Dans ces 31 départements, le code de la santé publique – articles R 1333-15 et R 1333-16, arrêté du 22 juillet 2004 – impose que les établissements scolaires, thermaux, pénitentiaires et médicosociaux avec fonction d’hébergement – hôpitaux, maisons de retraite – effectuent des mesures de radon tous les dix ans, et lors de travaux entraînant une modification substantielle des bâtiments.

Les mesures doivent être réalisées par des professionnels agréés, et conformément aux normes en vigueur.

Si, dans une pièce occupée plus d’une heure par jour, la concentration en gaz excède 400 becquerels par mètre cube d'air (Bq/m3) en valeur moyenne annuelle, des travaux doivent être entrepris pour réduire l’exposition au radon. Ces travaux sont définis après des investigations complémentaires à la mesure. Ils font ensuite l’objet d’un contrôle d’efficacité. 


Pour le lieu de travail 

Le code du travail – article R 4451-136, arrêté du 7 août 2008 – oblige les employeurs à effectuer des mesures tous les cinq ans dans les lieux souterrains où interviennent certains professionnels : tunnels routiers et ferroviaires, les grottes d’intérêt scientifique ou touristique…Entre 400 et 1 000 Bq/m3, les responsables doivent prendre des mesures pour réduire l’exposition des personnes. Au-delà de 1 000 Bq/m3, ces mesures doivent être prises « sans délai ».

Les mesures doivent être réalisés par des professionnels agrées et conformément aux normes en vigueur.  


Des évolutions à venir

La directive européenne 2013/59/Euratom, qui fixe les normes de base en matière de radioprotection, devrait faire bouger les lignes. Elle définit un niveau de référence de 300 Bq/m3. Cela devrait conduire à ajuster le niveau d’action actuel en droit français de 400 à 300 Bq/m3.

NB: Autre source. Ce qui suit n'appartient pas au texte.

Issue #2709, opened 2026-04-10
Audio served with gzip compression breaks playback in Chrome 147


rodrigodavid:
## Issue Type
- [x] Bug report

## Description
Audio files served via `/api/v2/audio/{id}` are compressed with gzip 
when the client sends `Accept-Encoding: gzip`. Chrome 147 (released 
April 2026) no longer accepts compressed audio streams, causing 
`net::ERR_CONTENT_DECODING_FAILED` and silent playback failure.

Binary media files (WAV/FLAC) should never be gzip-compressed — 
they don't benefit from compression and browsers don't expect 
compressed audio responses.

## Steps to Reproduce (for bugs)
1. Access BirdNET-Go through Cloudflare Tunnel (HTTPS)
2. Open any detection page in Chrome 147
3. Click play on the audio player

## Expected behavior
Audio plays normally. WAV/FLAC files are served without 
`Content-Encoding: gzip`.

## Actual behavior
Audio fails silently with `net::ERR_CONTENT_DECODING_FAILED` in 
Chrome 147. Safari is unaffected (more lenient with compressed audio).

Verified with:
```bash
curl -v http://localhost:8080/api/v2/audio/{id} \
  -H "Accept-Encoding: gzip" \
  --output /dev/null 2>&1 | grep -i "content-encoding"
# Returns: Content-Encoding: gzip
```

### Version Information
nightly-20260322

### System Information
- Device:
  - [x] Raspberry Pi (Raspberry Pi 5 Model B)
- OS: Raspberry Pi OS Debian Trixie (Lite 64-bit)
- Hardware specs:
  - CPU: Broadcom BCM2712, quad-core Cortex-A76 64-bit @ 2.4GHz
  - RAM: 16GB
  - Storage: 1TB NVMe (Lexar NQ790)
- Additional hardware:
  - USB Audio device: Behringer UMC202HD

## Possible Solution
The web server should skip gzip compression for audio MIME types 
(`audio/wav`, `audio/flac`, `audio/mpeg`, etc.), or set 
`Content-Encoding: identity` explicitly for `/api/v2/audio/*` routes.

<img width="861" height="575" alt="Image" src="https://github.com/user-attachments/assets/d87afc84-3e8a-4251-85e8-62ec50474009" />

birdwing:
Thank you!
I have been fighting this for 2 days. I thought it was a cloudflare issue.

I tried disabling all cache, compression and protections on cloudflare to try and fix the issue.
[...]

PR #2858, opened 2026-04-26
fix(securefs): add ETag header to prevent stale cache 416 errors

### LINKED ISSUE #2846: bug: Audio playback intermittent after gzip fix - HTTP 416 Range Not Satisfiable

nightly-20260418

### Install method

### Device type

Raspberry Pi 5

Raspberry Pi OS Debian Trixie (Lite 64-bit)

### Hardware details

- RAM: 16GB
- Storage: 1TB NVMe (Lexar NQ790)
- Reverse proxy: Cloudflare Tunnel

### Description

Following the fix for gzip compression of audio files (see #2709), audio playback is now intermittent. Some detections play correctly, others fail with HTTP 416 (Range Not Satisfiable). Reloading the page sometimes resolves the failure, suggesting a race condition or inconsistent range request handling.

Image

Image

### Steps to reproduce

1. Open any detection page via Cloudflare Tunnel in Chrome
2. Some detections fail to load audio with HTTP 416
3. Reloading the page sometimes fixes it, sometimes doesn't

### Expected behaviour

Audio loads consistently for all detections.

### Actual behaviour

HTTP 416 (Range Not Satisfiable) on `/api/v2/audio/{id}` intermittently.
Previously was ERR_CONTENT_DECODING_FAILED (gzip issue, now fixed).

### Relevant log output

```shell

```

_No response_

### Pre-submission checks

- [x] I am running the latest release or have tested with the `:dev` container image.

### Additional context

The intermittent nature (sometimes works on reload) suggests a possible race condition between audio file writing and range request handling, or an edge case in the new range-aware compression bypass.

tphakala:
## Summary

- Adds ETag header (mtime + file size) to all SecureFS-served files, fixing intermittent HTTP 416 Range Not Satisfiable errors on audio playback
- Root cause: after the gzip compression fix (#2709), browsers with cached gzipped audio receive 304 Not Modified (because only Last-Modified was checked), then use stale cached Content-Length for subsequent range requests, which fails with 416
- The ETag incorporates file size, so stale cache entries from the gzipped era get invalidated automatically

## Root Cause Analysis

Support dump analysis showed zero 416 responses server-side across 26K+ audio requests, confirming the 416 originates from browser cache state, not from the server. Validated via Cloudflare Tunnel QA test system: API audio routes pass through as `cf-cache-status: DYNAMIC`, confirming Cloudflare doesn't cache them.

The actual failure chain:
1. Pre-#2709: Chrome cached gzipped audio with compressed Content-Length
2. Post-#2709: `http.ServeContent` returns 304 when `If-Modified-Since` matches, ignoring Range headers entirely
3. Chrome uses its stale cached (gzipped) version with wrong Content-Length
4. Subsequent range requests based on the stale size produce 416

## Test plan

- [x] `TestAudioETagInvalidatesStaleCache` validates exact #2846 scenario: stale ETag gets 200/206 (fresh), not 304
- [x] `TestAudioRangeWithGzipMiddleware_EndToEnd` validates gzip+range through full middleware stack
- [x] `TestAudioRangeConsistencyAcrossSequentialRequests` simulates Chrome's caching pattern
- [x] `TestAudioConcurrentRangeRequests` stress test with 20 goroutines
- [x] All existing media/securefs/middleware tests pass with `-race`
- [x] Validated ETag behavior through Cloudflare Tunnel QA system
- [x] Production range request testing confirms correct behavior

Closes #2846

## Summary by CodeRabbit

* **New Features**
  * Added ETag support to improve HTTP caching for file downloads.

* **Bug Fixes**
  * Improved HTTP Range request handling to ensure correct partial-content responses with appropriate status codes and headers.

* **Tests**
  * Added regression tests covering range requests, caching validation, and audio streaming scenarios.

### DIFF
--- a/internal/api/v2/media_test.go
+++ b/internal/api/v2/media_test.go
@@ -18,6 +18,7 @@ import (
 	"github.com/labstack/echo/v4"
 	"github.com/stretchr/testify/assert"
 	"github.com/stretchr/testify/require"
+	"github.com/tphakala/birdnet-go/internal/api/middleware"
 	"github.com/tphakala/birdnet-go/internal/audiocore/ffmpeg"
 	"github.com/tphakala/birdnet-go/internal/datastore/mocks"
 	"github.com/tphakala/birdnet-go/internal/imageprovider"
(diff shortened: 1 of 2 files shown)


tphakala:
Fixed the redundant `initMediaRoutes()` call in b3c4661c. Echo middleware applies at request time to all routes regardless of registration order, so the re-registration was unnecessary.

Elle encourage le recensement des logements dans lesquels les concentrations de radon dépassent ce niveau de référence et la mise en œuvre des mesures d’abaissement. Elle incite les États membres à mieux informer la population, aux niveaux local et national, sur ce gaz radioactif, les risques et les moyens pour abaisser les concentrations.

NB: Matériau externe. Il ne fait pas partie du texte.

PR #2863, opened 2026-04-26
fix: use light foreground color on live stream page for spectrogram

rexxars:
On the live stream page, if you're using light mode, it is very hard to see the play button/"Audio Source" text. See below for comparison.

| light mode | dark mode |
| ---- | ----- |
| image | image |

This PR standardizes on light foreground color for this spectrogram, since it's overlayed on a black background

## Summary by CodeRabbit

* **Style**
  * Enhanced the start button appearance on the live stream page with improved text color contrast and clearer hover state visibility for better user interaction feedback.


tphakala:
Nice catch, thanks for fixing this. The white text on the black spectrogram background is the right call here.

La transposition de la directive devrait être achevée d’ici à février 2018. La future loi de Santé et le Plan national santé environnement (PNSE 3) prévoient de prendre en compte le radon dans la qualité de l’air intérieur. Un nouveau plan national d’actions pour la gestion du risque lié au radon devrait être lancé dès 2016.